[What is being asked]
Look through the data below and show every line that includes "throws".

[Recorded data]
☆ ☆ ☆ ☆

PR #13206, opened 2024-03-23
Subtract deleted file size from the cache size of NRTCachingDirectory.

jfboeuf:
The size of deleted files is not subtracted from the cache size of NRTCachingDirectory. As a consequence, the cache eventually appears to be full preventing new files from being cached despite there being available memory since files no longer consume memory once they are deleted.
There is a weakness in the fix if the file is concurrently deleted in another thread while being closed but I don't think this pathologic use case deserves the additional synchronization it would require.

### DIFF
--- a/lucene/core/src/java/org/apache/lucene/store/NRTCachingDirectory.java
+++ b/lucene/core/src/java/org/apache/lucene/store/NRTCachingDirectory.java
@@ -73,7 +73,12 @@ public class NRTCachingDirectory extends FilterDirectory implements Accountable 
           new SingleInstanceLockFactory(),
           ByteBuffersDataOutput::new,
           (fileName, content) -> {
-            if (!isCachedFile(fileName)) return null;
+            // Defensive check to handle the case the file has been deleted before this lambda
+            // is called when the IndexOutput is closed. Unsafe in the unlikely case the deletion
+            // happens concurrently on another thread.
+            if (isCachedFile(fileName) == false) {
+              return null;
+            }
             cacheSize.addAndGet(content.size());
             return ByteBuffersDirectory.OUTPUT_AS_MANY_BUFFERS.apply(fileName, content);
           });
@@ -121,7 +126,8 @@ public class NRTCachingDirectory extends FilterDirectory implements Accountable 
     if (cacheDirectory.fileExists(name)) {
       long size = cacheDirectory.fileLength(name);
       cacheDirectory.deleteFile(name);
-      cacheSize.addAndGet(-size);
+      long newSize = cacheSize.addAndGet(-size);
+      assert newSize >= 0;
     } else {
       in.deleteFile(name);
     }
--- a/lucene/core/src/java/org/apache/lucene/store/NRTCachingDirectory.java
+++ b/lucene/core/src/java/org/apache/lucene/store/NRTCachingDirectory.java
@@ -73,6 +73,7 @@ public class NRTCachingDirectory extends FilterDirectory implements Accountable 
           new SingleInstanceLockFactory(),
           ByteBuffersDataOutput::new,
           (fileName, content) -> {
+            if (!isCachedFile(fileName)) return null;
             cacheSize.addAndGet(content.size());
             return ByteBuffersDirectory.OUTPUT_AS_MANY_BUFFERS.apply(fileName, content);
           });
@@ -118,7 +119,9 @@ public class NRTCachingDirectory extends FilterDirectory implements Accountable 
       System.out.println("nrtdir.deleteFile name=" + name);
     }
     if (cacheDirectory.fileExists(name)) {
+      long size = cacheDirectory.fileLength(name);
       cacheDirectory.deleteFile(name);
+      cacheSize.addAndGet(-size);
     } else {
       in.deleteFile(name);
     }
@@ -293,6 +296,10 @@ public class NRTCachingDirectory extends FilterDirectory implements Accountable 
     } catch (@SuppressWarnings("unused") NoSuchFileException | FileNotFoundException e) {
       return false;
     }
+  }
+
+  private synchronized boolean isCachedFile(String fileName) {
+    return cacheDirectory.fileExists(fileName);
   }
 
   private void unCache(String fileName) throws IOException {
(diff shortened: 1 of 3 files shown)


jpountz (commented):
Thanks for catching this. I'm not sure what's the best way of dealing with deletion of files that are open for writing, should we try to make it work properly like you did, or rather fail? @uschindler do you have an opinion?

uschindler:
Hi,

> There is a weakness in the fix if the file is concurrently deleted in another thread while being closed

I don't think that adding synchronization for that is really necessary. Actually NRTCachingDir would use a larger cache for a short amount of time. I prefer to fix NRTCachingDirectory to have an overall better tracking of files. Of course in real filesystems, the size of deleted, but still open files is still counted, but that's hard to implement here without refactoring the whole class to use some "inode" like structure, decoupled from filename.

I wonder why this bug was not seen before? This looks like a serious issue. Maybe it was introduced when we switched to ByteBufferDirectory.

uschindler:
Actually the delete while it gets written to should never appear in Lucene.

The bigger problem is when the file is still open in an NRTReader and gets deleted. I am not sure how we should handle that case? It may be serious depending on size of cache, because servers like Elasticserach or Solr often have files open longer times for reading and IndexWriter deletes them.

Maybe let's think about this a bit more and maybe there's an easy way how to deal with it. Maybe all IndexInputs created by the directory should decrement when they close if the file is "scheduled for delete"?

jpountz:
> The bigger problem is when the file is still open in an NRTReader and gets deleted.

Hmm does it actually happen? I thought index files were ref-counted so that files would only get deleted when the NRT reader gets closed? This is what `StandardDirectoryReader#doClose` suggests.

uschindler:
> > The bigger problem is when the file is still open in an NRTReader and gets deleted.
> 
> Hmm does it actually happen? I thought index files were ref-counted so that files would only get deleted when the NRT reader gets closed? This is what `StandardDirectoryReader#doClose` suggests.

Ah you're right. This is to workaround windows issues.

uschindler:
So I think we are fine then. +1 to merge

lucene/core/src/java/org/apache/lucene/store/NRTCachingDirectory.java
```diff
@@ -73,6 +73,7 @@ public class NRTCachingDirectory extends FilterDirectory implements Accountable
           new SingleInstanceLockFactory(),
           ByteBuffersDataOutput::new,
           (fileName, content) -> {
+            if (!isCachedFile(fileName)) return null;
```
mikemccand, line 76: Could we split this onto three lines and add `{` ... `}` around the body?

And replace the `!` with `== false` to reduce chance of future accidental refactoring bugs?

mikemccand (commented):
Wow, this looks like a serious bug indeed.  Wouldn't this mean that `NRTCachingDirectory` is only doing something on startup, and then gradually reduces the cached files eventually down to no more caching?

lucene/core/src/java/org/apache/lucene/store/NRTCachingDirectory.java
mikemccand: Ahh thank you for the clarification @jpountz.  I am playing catchup on this code ;)  I think I understand it now.

So, this is the `onClose` lambda that is called (when the `IndexOutput` is closed), where we normally increase the `cacheSize` (we do not count the bytes as they are being appended, live, to the file, but rather only when the `IndexOutput` is closed).

And we are (newly, with this PR) checking whether it has already been deleted before it was closed and avoiding adding to `cacheSize` in this case.  Indeed Lucene should never do this, except maybe in exceptional situations (and even then, hopefully not: Lucene should first close any still-open `IndexOutput`s on exception before delete is tried, I think).  +1 to be defensive anyways.

Also this is different from the "delete while file is still open for reading" case...

mikemccand:
> > The bigger problem is when the file is still open in an NRTReader and gets deleted.
> 
> Hmm does it actually happen? I thought index files were ref-counted so that files would only get deleted when the NRT reader gets closed? This is what `StandardDirectoryReader#doClose` suggests.

NRT readers pulled from `IndexWriter` indeed do this ref counting so delete is not attempted until all readers still using that segment/file are closed.

But in the NRT segment replication case, I think this may still happen?  I.e. segments are replicated out to a node that has an open `DirectoryReader`.  That reader is refreshed to switch to the new segments, but the old reader is still alive to finish any in-flight queries or stay open for any long-term leases for deep scrolling purposes.  Oh, nevermind, even in the NRT segment replication case we have `ReplicaFileDeleter` to do the right ref counting.  So yeah I think we don't need to worry about this case either!  Phew, complicated.

lucene/core/src/java/org/apache/lucene/store/NRTCachingDirectory.java
```diff
@@ -118,7 +119,9 @@ public synchronized void deleteFile(String name) throws IOException {
       System.out.println("nrtdir.deleteFile name=" + name);
     }
     if (cacheDirectory.fileExists(name)) {
+      long size = cacheDirectory.fileLength(name);
       cacheDirectory.deleteFile(name);
+      cacheSize.addAndGet(-size);
```
mikemccand, line 124: Could we hold onto the returned (get'd) value and assert that it never drops below zero?

lucene/core/src/java/org/apache/lucene/store/NRTCachingDirectory.java
mikemccand: In addition to the small style comments up above, could you also please add a comment explaining that this check is defensive/paranoia to handle deleting a file that is still open for writing, which Lucene should never do?

jfboeuf: Done!

lucene/core/src/java/org/apache/lucene/store/NRTCachingDirectory.java
jfboeuf: Done

mikemccand (approved):
Thank you @jfboeuf!

uschindler (approved):

uschindler:
Could you add a changes.txt entry in the 9.11 bugfix section? Will merge this PR tomorrow.

uschindler:
I did not notice that changes entry was in wrong section, fixed in main branch (https://github.com/apache/lucene/commit/376ec27a5166ccfad2e68fc22c7543dc38e1fb46). Now backporting.

uschindler:
All backported to 9.x branch.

☆ ☆ ☆ ☆

[Solution for this problem]
   private void unCache(String fileName) throws IOException {
@@ -118,7 +119,9 @@ public synchronized void deleteFile(String name) throws IOException {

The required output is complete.